- Born: 1956 (age 69–70) Hermsdorf, Thuringia, East Germany
- Education: Journalism
- Alma mater: Karl-Marx-Universität Leipzig
- Occupations: Civil rights activist, journalist, novelist, tai chi teacher, qigong teacher
- Writing career
- Years active: 1980s-present
- Period: Post-Wende
- Genre: Novel
- Literary movement: Neues Forum

= Petra Lux =

German civil rights activist and journalist

Petra Lux (born 1956 in Hermsdorf, Thuringia) is a German civil rights activist, journalist, novelist, tai chi and qigong teacher.

== Biography ==

Petra Lux grew up in a Catholic family and studied 1976–1980 Journalism at the Karl-Marx-Universität Leipzig. As a journalist she saw in the GDR no opportunity to realize their ideals, so they became involved as a youth clubhouse director of "Jörgen Schmidtchen" in Leipzig-Schönefeld for difficult youngsters, events organized literary evenings with non-conformist artists like Franz Fühmann and Wolfgang Hilbig and songwriters with critical texts. She founded the first women's center in a state House of Culture of the GDR, and organized, as well as the first cultural institution in the country, dance evenings for same-sex couples. She was then summarily dismissed in 1983.

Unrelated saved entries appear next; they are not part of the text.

PR #311459, opened 2024-05-13
nixpkgs-manual: init

philiptaron:
## Motivation

Make it easier and more natural to build the contents of the `doc/` directory.

## Description of changes

- [x] Reshape the derivations from `doc/` to `callPackage` style.
- [x] When needed, extract a derivation into its own file.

In their living rooms and of her husband's workshop then were held discussion groups and illegal concerts with artists who critically with the SED dictatorship grappled with, among others, Peter Gläser, Radjo Monk, Jürgen B. Wolff, Joachim Schäfer and Dieter Kalka. Her private photo lab she set for the production of critical materials.

On October 3, 1989 Petra Lux joined the Neues Forum (New Forum) and was among others at its spokeswoman. [5] She was a co-signatory of the call of the New Forum of October 12, 1989: "We demand immediate, here and now, public, equal dialogue ...".

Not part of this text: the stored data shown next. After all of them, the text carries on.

PR #311507, opened 2024-05-14
bash-kernel: fix and add smoke test

thomasjm:
## Description of changes

The `bash-kernel` in Nixpkgs is currently broken due to https://github.com/takluyver/bash_kernel/issues/142.

The underlying issue is that `bash-kernel` uses invisible characters in its prompt, which are currently not being output.

This PR fixes it by using `bashInteractive` instead of `bash`.  I don't totally understand why this fix works--AFAICT, the main difference between the two is that `bashInteractive` has the `readline` library included. In any case, using `bashInteractive` is probably closer to how most people use `bash-kernel`, as it just runs whatever `bash` is on the PATH.

This PR also adds a smoke test, in the form of a test notebook that gets evaluated by Papermill. If this succeeds, we know basic kernel evaluation works.

## Things done

- Built on platform(s)
  - [X] x86_64-linux
  - [ ] aarch64-linux
  - [ ] x86_64-darwin
  - [ ] aarch64-darwin
  - [ ] `sandbox = relaxed`
  - [ ] `sandbox = true`
- [ ] Tested, as applicable:

CC @zimbatm @teto

### DIFF
--- a/pkgs/development/python-modules/bash-kernel/default.nix
+++ b/pkgs/development/python-modules/bash-kernel/default.nix
@@ -6,7 +6,7 @@
 , ipykernel
 , python
 , pexpect
-, bash
+, bashInteractive
 , substituteAll
 }:
 
@@ -24,7 +24,7 @@ buildPythonPackage rec {
   patches = [
     (substituteAll {
       src = ./bash-path.patch;
-      bash = lib.getExe bash;
+      bash = lib.getExe bashInteractive;
     })
   ];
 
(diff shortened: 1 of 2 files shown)


teto (approved):
Haven't tested.

pkgs/development/python-modules/bash-kernel/default.nix
```diff
@@ -45,8 +45,16 @@ buildPythonPackage rec {
     ${python.pythonOnBuildForHost.interpreter} -m bash_kernel.install --prefix $out
   '';
 
-  # no tests
-  doCheck = false;
+  checkPhase = ''
+    # Create a JUPYTER_PATH with the kernelspec
```
teto, line 49: maybe add the `runHook preCheck` / `runHook postCheck`. Dunno how it could matter but it helps keep some consistency.

pkgs/development/python-modules/bash-kernel/default.nix
```diff
@@ -45,8 +45,16 @@ buildPythonPackage rec {
...
+    export JUPYTER_PATH=$(mktemp -d)
+    mkdir -p $JUPYTER_PATH/kernels/bash
+    echo '{ "language": "bash", "argv": [ "${python}/bin/python", "-m", "bash_kernel", "-f", "{connection_file}" ] }' > $JUPYTER_PATH/kernels/bash/kernel.json
+
+    # Evaluate a test notebook with papermill
+    cd $(mktemp -d)
+    ${python.withPackages (ps: [ps.papermill])}/bin/papermill --kernel bash ${./test.ipynb} out.ipynb
```
teto, line 56: so this would fail without bashInteractive ? 
I wonder if it should go through passtru.tests or in checkPhase since papermill becomes a new dependency ? without your fixes, the kernel still works but with a funky prompt ? (sry I read a bit fast)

1990–91 she worked as a journalist for women's issues at the DAZ (Die Andere Zeitung/The Other Newspaper) and then again as a freelance author for print and broadcast media as well as the Leipziger Dokumentar- und Kurzfilmfestival (Leipzig Documentary and Short Film Festival).

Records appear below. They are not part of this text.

PR #269356, opened 2023-11-23
Ensure all jobset attributes evaluate, and check that in CT

ghost:
#### Description

aka ["eval checks go brrrr"](https://github.com/NixOS/nixpkgs/pull/269403)

Please review the commits individually.  Produced as part of the non-Hydra tooling used to validate

- https://github.com/NixOS/nixpkgs/pull/268097

#### Description of changes

This PR adds `release-attrpaths-superset.nix`, which walks the entire nixpkgs tree and emits a superset of all release attrnames in only 44 seconds on a 3ghz CPU, using less than 5 gbytes of memory.  By comparison, on the same CPU the `nix-env -qaP` hack used by ofborg on every PR submission requires waiting **25 minutes** and peaks at 58 gbytes, even with checkMeta turned off.  Full details below.  This is:

- 33x faster (or 2.9% of the elapsed time)
- 12.5x less memory (or 8.0% of the peak memory usage)

If all you need is the attrnames -- for example to launch a mass rebuild -- then you're done.  If you want to replace the ofborg `outpaths.nix` step, see the follow-up PR:

- https://github.com/NixOS/nixpkgs/pull/269403

#### Validation

To confirm that the `release-attrpaths-superset.nix` really are a superset of the slower method, run

```
nix-build pkgs/test/release/release-attrpaths-superset.nix -A failures
```

#### Additional CT ([Continuous Testing](https://en.wikipedia.org/wiki/Continuous_testing)) check

This PR adds `recurseForRelease=false` where necessary within nixpkgs in order to make this possible -- it screens out infinite recursions and several non-`tryEval`-catchable failures (for example, [passing a mistyped argument to a builtin](https://nixos.org/manual/nix/unstable/language/builtins#builtins-tryEval), which is an uncatchable error) and infinite recursions.

Finding all the places where it was necessary to add this was a lot of tedious work, so to make sure that work is not undone, `lib/tests/release.nix` now verifies that `release-attrpaths-superset.nix` evaluates successfully.

Although it doesn't really fit in `lib/tests`, there isn't anywhere else it can be placed and still be run by ofborg on every commit.  If some other such place materializes in the future I would be happy to relocate it, but since ofborg is out-of-tree this PR should not block on that happening.

#### Fixes

- https://github.com/NixOS/nixpkgs/issues/269357

PR #323854, opened 2024-07-01
lib.types: remove __attrsFailEvaluation

philiptaron:
## Description of changes

The test (`nix-build pkgs/test/release/default.nix`) continues to pass without this preventative measure.

This line was added in #269356.

## Things done

- [x] Tested, as applicable:
  - [x] `nix-build pkgs/test/release/default.nix`

### DIFF
--- a/lib/types.nix
+++ b/lib/types.nix
@@ -73,7 +73,6 @@ let
 
   outer_types =
 rec {
-  __attrsFailEvaluation = true;
   isType = type: x: (x._type or "") == type;
 
   setType = typeName: value: value // {


lf-:
sorry, I'm done with the nix organization. can you request someone else for reviews? thanks!

roberth:
Hi @lf-, is there something I could do?
Organization was always an overstatement, so I like to focus on achieving things together with others in the community.

@philiptaron 
As for these PRs @philiptaron made, they seem to be part of an incomplete effort by someone who's left GitHub, so we could either finish that work or remove it. Until someone wants to lead such an effort, I think it's better to keep the code clean, and it's easy enough to re-add something like this when needed.

lf-:
nope, sorry. #323887 I've done my best to make things work but at some point you just have to call it for the health of all parties involved.

philiptaron:
> As for these PRs you made, they seem to be part of an incomplete effort by someone who's left GitHub, so we could either finish that work or remove it. Until someone wants to lead such an effort, I think it's better to keep the code clean, and it's easy enough to re-add something like this when needed.

Thanks for merging. The ghost was (as you likely know) `@amjoseph-nixpkgs`, and the work was attempting to make the eval checks faster. I think this is a good goal, and the test (`pkgs/test/release/default.nix`) means it _could_ be checked in CI. I see no evidence that it currently is, but I definitely could be missing something.

The set of PRs is motivated by the same sentiment you expressed -- "it's better to keep the code clean" -- and if the test passes with the code removed, all the better.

Shortly before the turn she had come with Asian movement and therapy types in contact, among others, met Bert Hellinger Family Constellations and trained as a tai chi teacher. From 1995, they had their own courses in tai chi, qigong, Reiki, Family Constellations and lectures about runes in their YINYANG center in Leipzig, whose 20th anniversary was celebrated on September 6, 2015th.

== Books ==
- Die Zeit der Schmetterlinge. Eine unendliche Biografie. Roman. Vega Verlag, 2005, ISBN 3-9808919-8-4.
- as a publisher together with Erica Fischer: Ohne uns ist kein Staat zu machen. DDR-Frauen nach der Wende. Kiepenheuer & Witsch, 1995, ISBN 3-462-02057-9.